Het rapport van de Onderzoeksvraag voor Veiligheid geeft een uitgebreide beoordeling en uiteenzetting van de situatie rondom de gebeurtenissen op 29 september 2017 en alles wat hieraan voorafging. Het geeft duidelijk aan waar de fouten zijn ontstaan en hoe de verschillende wet- en regelgeving hier van toepassing is. Hoewel het recht op privacy hier zeker een belangrijk onderdeel van is, worden in de nieuwsberichten vluchtige conclusies getrokken op basis van het onderzoeksrapport. Het is namelijk niet de privacywetgeving die de fouten veroorzaakt, maar de verkeerde toepassing en uitleg van deze en andere wet- en regelgeving. Op deze manier ontstaan misvattingen over de privacywetgeving.

Waarom is het belangrijk om deze misvattingen aan te kaarten? Nou, precies om situaties naar aanleiding waarvan deze blog is geschreven. Wanneer er onduidelijkheid is over privacywetgeving en hoe je deze moet toepassen in situaties, ontstaat er vaak een krampachtige situatie.
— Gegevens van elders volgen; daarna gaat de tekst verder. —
PR #5533, opened 2018-10-29
rename groupConfiguration to match xml element

ryanesch:


ryanesch:
This doesn't change any functionality. I renamed a class to reflect the xml element.

PR #5535, opened 2018-10-29
Use non-JDK version of JAX-B on Java 9+

aguibert:
Resolves an issue where CXF attempts to use ASM to create a synthetic extension of one of the JDK's JAX-B impl classes and uses an incorrect package name.

Here we update the CXF code to use non-internal package for Java 9+ (see 2nd commit)


aguibert:
#build

aguibert:
#build

PR #5084, opened 2018-09-14
Revert "Update ClassLoadingService to depend on PermissionManager instead of the other way around for issue #1438"

websterc87:
Reverts OpenLiberty/open-liberty#4854

I believe this item is responsible for high frequency intermittent current being seen in Open and Commercial liberty builds in com.ibm.ws.persistence.utility.fat.DDLGenerationUtilityTest.testScriptSuccess (RTC Defect 258096)

The reason i believe this item is likely responsible is that in the last 14 days the issue only started occuring 4 days ago, where it was only seen in PR #4854.  until it was pushed in the continuous then it start to infect the other builds corresponding to when this change was being adopted.

It would be extremely coincindental for this progression if that work item was not the cause.

"build":"Liberty Personal Build - EBC - teddyjtorres-4854-20180910-0236",
"build":"Liberty Personal Build - EBC - teddyjtorres-4854-20180910-1515",
"build":"LAOS Continuous build - 20180912-0725",
OL PUSH
         "build":"Liberty Personal Build - EBC - aguibert-13365-20180913-0044"
		 "build":"Liberty - Mac EBC - 20180913-0117",
		 "build":"Liberty Full Fat - Java 2 security -  EBC - 20180913-0322",
		 "build":"Liberty Personal Build - EBC - tkburroughs-5068-20180913-0410",
		 "build":"LAOS Continuous build - 20180913-0326",
		 "build":"Liberty Continuous Build - EBC - 20180913-1006",
         "build":"LAOS Continuous build - 20180913-1007",
         "build":"Liberty - Mac EBC - 20180913-1310",
         "build":"Liberty Personal Build - EBC - pmd1nh-5060-20180913-1424",
		 "build":"Liberty Personal Build - EBC - tkburroughs-5068-20180913-1601",
		 "build":"Liberty Continuous Build - EBC - 20180913-1648",
		 "build":"LAOS Continuous build - 20180913-1649",
         "build":"Liberty Personal Build - EBC - andymc12-5066-20180913-1731",
         "build":"Liberty Personal Build - EBC - billw1024-5079-20180913-1955",
         "build":"Liberty Personal Build - EBC - brutif-4981-20180913-2122",
		 "build":"LAOS Continuous build - 20180913-2328",
		 "build":"Liberty Personal Build - EBC - pmd1nh-5060-20180914-0028",
		 "build":"Liberty Personal Build - EBC - jdmcclur-5046-20180914-0143",
         "build":"Liberty Official Release Build - Static - 20180914-0300",

PR #5540, opened 2018-10-30
Move PermissionManager and related artifacts to classloading bundle to fix temporal dependency for issue #1438

teddyjtorres:
For issue #1438


teddyjtorres:
@OpenLiberty/message-reviewer  the message files were moved from one bundle to another. There are no new messages or message changes.

teddyjtorres:
#build

teddyjtorres:
Note to reviewers: An earlier solution in https://github.com/OpenLiberty/open-liberty/pull/4854 that used dynamic reference counting was not appropriate since dependents of the ClassLoadingService would get notified of changes after activation causing unexpected behaviors. For example, see https://github.com/OpenLiberty/open-liberty/pull/5084 where that pull request was reverted because it caused the DDLGenerationUtilityTest to fail when the datasources were no longer available because of the services coming and going.

In addition, the creation of protection domains is only for the usage of the ClassLoadingService and therefore it is appropriate that the PermissionManager also resides in the same bundle. Further enhancements could be done to refactor the code that uses the PermissionManager (DeployedAppInfoBase, DeployedAppInfoFactoryBase, ResourceAdapterService, etc.) to obtain the ProtectionDomain to not do that and instead have the ClassLoadingService obtain the ProtectionDomain itself from the PermissionManager.

teddyjtorres:
@andymc12 Hi Andy. Do you have any comments about this code move? This is a rework of #4854 you already reviewed and that could not be used. Thank you for your review.

teddyjtorres:
JASPIFormLoginAuditTest error in PB is not related to the code being delivered and it has an internal defect already opened for it. The Full Java 2 Security build shows that the jca_derbyra FAT tests are no longer failing and that there has been a reduction in the total number of failures seen.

Organisaties zijn bang om persoonsgegevens te verwerken, of denken dat ze altijd toestemming nodig hebben. Op deze manier kunnen andere belangen en rechten in het geding komen waardoor gevaarlijke situaties kunnen ontstaan. De privacywetgeving is bedoeld om de persoonsgegevens te beschermen, maar ook om een duidelijk kader te scheppen voor het rechtmatig doorbreken van dit recht. Deze kaders dienen dus als oplossing, en niet als blokkade. En vooral voor situaties van zwaarwegend algemeen belang zijn er uitzonderingen opgenomen in de privacywetgeving. De Nederlandse Uitvoeringswet AVG bevat een aantal van die uitzonderingen, zowel voor medische als voor strafrechtelijke gegevens.

Bij Privacy Company streven we ernaar om de privacywetgeving zo duidelijk mogelijk uit te leggen, om misvatting zoals beschreven in deze blog te voorkomen. We hopen hiermee organisaties te ondersteunen in het maken van de juiste afweging tussen privacy en andere belangen.